Evisceration of small bowel through spontaneous perforation
A 25-year-old housewife was brought to the emergency room of our hospital early in the morning, complaining of abdominal pain and prolapse of bowel loops per rectum, following defecation 3 hours ago. While having a history of a short period of rectal bleeding two years back during pregnancy, she denied any history of rectal prolapse or rectal trauma/penetration. Her drug history, family history, and psychosocial history were unremarkable.

On physical examination, the patient was hemodynamically stable but looked terrified. Her pulse rate was 95/min and blood pressure 110/75 mmHg. The abdomen was soft, but tender on deep palpation without rebound tenderness. About 50 cm of purple-colored small bowel loops were extruding from the anus. On rectal examination, the rectum was wide and filled with small bowel loops and serous fluid resembling intraperitoneal fluid, indicating rectal perforation. The bowel loops were washed with warm saline and gently reduced to avoid further ischemia. A tampon was placed to prevent re-prolapse of bowel loops while patient was being prepared for laparotomy. The diagnosis of rectal perforation was made, with suspicion of rectal trauma/penetration; however, the patient denied any rectal trauma/penetration.
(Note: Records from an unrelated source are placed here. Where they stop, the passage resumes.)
PR #4165, opened 2022-01-19
On change of map layer, save new layer to local storage

ddrury:
- Added a name property to each layer object.
- Added leafletjs.baselayerchange() function to the map which when it fires saves the name property to local storage.
- On page load use the stored value to set the displayed layer.
- Tidy formatting in Bing maps module (unrelated to above)

### DIFF
--- a/resources/js/webtrees.js
+++ b/resources/js/webtrees.js
@@ -631,47 +631,36 @@
       zoomoutTitle: config.i18n.zoomOut,
     });
 
-    const resetControl = L.Control.extend({
-      options: {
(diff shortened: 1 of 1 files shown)


ddrury:
See also https://github.com/fisharebest/webtrees/pull/4727 and https://github.com/fisharebest/webtrees/pull/4703

As this PR provides a method to save a users preferred map provider and layer to local storage it mitigates the problem whereby the default layer may change depending on how the map providers are enabled/disabled in the control panel

PR #5385, opened 2026-05-28
access to calendar menu restricted to members by default

BertKoor:
We know that the calendar page in webtrees can work as a tarpit for bots, and imho it will be a matter of time before bots will find a way to break through the defense in our BadBotChecker.

As a preparation the following is changed with this PR:

* The default access level of the `CalendarMenuModule` is changed from visitor to member, so visitors do not get a link to the Calendar in the main menu. Administrators can explicitly grant access to visitors via the Control Panel if they want.
* The `Date` class only renders links to the calendar page when the current user has access to the calendar module.
* The `CalendarPage` itself checks access for the current user to the calendar module, in order to not rely on availability of a link.

These changes should definitely close the calendar tarpit for unauthenticated users.

### DIFF
--- a/app/Date.php
+++ b/app/Date.php
@@ -21,6 +21,9 @@ namespace Fisharebest\Webtrees;
 
 use Fisharebest\ExtCalendar\GregorianCalendar;
 use Fisharebest\Webtrees\Date\AbstractCalendarDate;
+use Fisharebest\Webtrees\Module\CalendarMenuModule;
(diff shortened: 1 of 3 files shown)


kiwi3685:
Excellent proposal. 
It's very similar to what I've been doing on my own site manually, although I simplistically set links to admin only. No user has complained, and I have more than 120!
It has solved my ai attack problems very well.

fisharebest:
Thanks!

PR #5393, opened 2026-06-04
better handling of bad requests

BertKoor:
A truely bad request results in this error message:
```
I18N::$translator must not be accessed before initialization
```

While validating a http request the `I18N` class is not yet initialised and there's no connection yet with the database.
The error handler thus should not depend on either.

Changes in this PR make sure that at least a stack trace with the appropriate error message is shown to the user.

This can be tested with e.g. changing `client-ip` to another string e.g. `client-eyepea` on line 1530 of `BadBotBlocker`.

### DIFF
--- a/app/Http/Middleware/HandleExceptions.php
+++ b/app/Http/Middleware/HandleExceptions.php
@@ -19,6 +19,7 @@ declare(strict_types=1);
 
 namespace Fisharebest\Webtrees\Http\Middleware;
 
+use Error;
 use Fig\Http\Message\RequestMethodInterface;
 use Fig\Http\Message\StatusCodeInterface;
 use Fisharebest\Webtrees\Http\Exceptions\HttpException;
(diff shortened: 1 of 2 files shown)


fisharebest:
Hi Bert.  Thanks for identifying this issue.

I think that these validation error messages are in the same category as PHP errors.
They are coding errors (or possibly hacking attempts).  So, don't really need translating.

I notice that some messages are translated and some are not.

So, I think a better solution is to remove `I18N::translate()` from the `Validator` class.

Do you want to update the PR to do that instead?

BertKoor:
Sure I can, but next Tuesday is the earliest opportunity I have. Will check where the other validations are called from.

Did I mention that on the forum somebody reported this particular validation error went off on his home network. He used ipv6 with something extra added which logicallt should be stripped off.
https://www.webtrees.net/index.php/forum/4-customising/40680-small-code-change-to-handle-ipv6-lla#116601
No way I can reproduce that.

fisharebest:
> next Tuesday is the earliest opportunity I have

No problem.  I updated this.

BertKoor:
I've merged back your recent `main` branch into [mine](https://github.com/BertKoor/webtrees/tree/premature_I18N). Found (and fixed) two instances of `HttpBadRequestExceptions` with `I18N` messages.

FYI: the try-catch I added in method `httpExceptionResponse` of `HandleExceptions.php` is imho essential. When a `HttpBadRequestException` is thrown then there's no db connection yet, so `Site::getPreference` will fail. That error is anticipated, so simply displaying a stack trace will suffice.

Issue #5391, opened 2026-06-02
General search includes individuals and families if search for "Locations" is selected only


Jefferson49:
Observed with: webtrees 2.2.6

How to reproduce: Open search and select "Locations" while un-selecting "Individuals" and "Families".

<img width="1829" height="249" alt="Image" src="https://github.com/user-attachments/assets/b65b5f93-cc65-4b35-8c83-bdffd854528e" />  

.  
Seemingly, the following code in [SearchGeneralPage.php](https://github.com/fisharebest/webtrees/blob/main/app/Http/RequestHandlers/SearchGeneralPage.php#L95) does not evaluate $search_locations and activates the search for individuals and families.
```PHP
        // Default to families and individuals only
        if (!$search_individuals && !$search_families && !$search_repositories && !$search_sources && !$search_notes) {
            $search_families    = true;
            $search_individuals = true;
        }
```

BertKoor:
Is this with a specific 3rd party module enabled?

Locations are not "first class" GEDCOM objects. Yet. And I don't see such a checkbox on our demo site.

<img width="1080" height="588" alt="Image" src="https://github.com/user-attachments/assets/dc81803b-a856-4494-8d55-df4792f8db28" />

reteP-riS:
These locations are the _LOC records from GEDCOM-L which can be activated in the Control Panel.

Jefferson49:
> These locations are the _LOC records from GEDCOM-L which can be activated in the Control Panel.

Yes, it is about _LOC records.

> Is this with a specific 3rd party module enabled?

In my opinion not. While creating the screenshot above, I disabled "Vesta shared places" (for _LOC) and the checkbox was still shown

> Locations are not "first class" GEDCOM objects. Yet. And I don't see such a checkbox on our demo site.

As far as I can see, the checkbox is shown depending on whether _LOC records exist in the database:
+ The GeneralSearch request handler checks whether _LOC records exist in the database and stores this information in a variable [$exist_locations](https://github.com/fisharebest/webtrees/blob/main/app/Http/RequestHandlers/SearchGeneralPage.php#L80)
+ The view in [search-general-page.phtml](https://github.com/fisharebest/webtrees/blob/main/resources/views/search-general-page.phtml#L110) decides whether to show the checkbox based on the status of $exist_locations

BertKoor:
I think I understand the issue now. 

Could someone help me obtain an example .ged file with these GEDCOM-L structures?
I searched, but found nothing.
[...]

PR #5398, opened 2026-06-13
fix #4981 - let General Search look in Shared Notes by default as well

### LINKED ISSUE #4981: Search Should Include Shared Notes
https://github.com/fisharebest/webtrees/blob/32bac9818dbdbb42ec586b03059aea4dcbbadb27/app/Http/RequestHandlers/SearchGeneralPage.php#L112

I figured out that I need to hack this block of code to change the default search scope.  I need it to include shares notes.

Would there be any harm in changing this in the next version too?

BertKoor:
This PR checks the Shared Notes box by default.
This is not so much needed when using the _General Search_ function.
But when using the _Quick Search_ function, then Shared Note records will be included in the search.

this fixes #4981 and #5391


fisharebest:
This PR is doing a few things, and we have merge conflicts.  Let me extract them individually to simplify the merge.

fisharebest:
Thanks.  Changes merged.

PR #5402, opened 2026-06-20
Remove references to deleted 32x32 loading image

jon48:
Commit a30e37c5 removes the `loading-32x32.gif` image, but it is still referenced here and there in the CSS files.

In terms of impact:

The patient was prepared for emergency surgery. Laparotomy was done through lower midline incision by the surgery team (A consultant surgeon, a specialist surgeon and a junior resident). The peritoneal cavity was clean with no sign of blood or contamination. About 100 cm of small bowel loops nearly 60 cm away from the ileo-cecal valve had entered the rectum through a 7 cm longitudinal tear on anterior aspect of intraperitoneal part of the rectum. The bowel loops were gently recovered from within the rectum; they were congestive and edematous, but viable. The laceration was primarily repaired in two layers and a protecting colostomy (Hartmann's) was created. The abdomen was closed in usual way. Parenteral antibiotics were given for 5 days. Postoperatively, the patient's condition progressively improved, and she was discharged on the 7th postoperative day in good condition. Colostomy was successfully reversed after 3 months.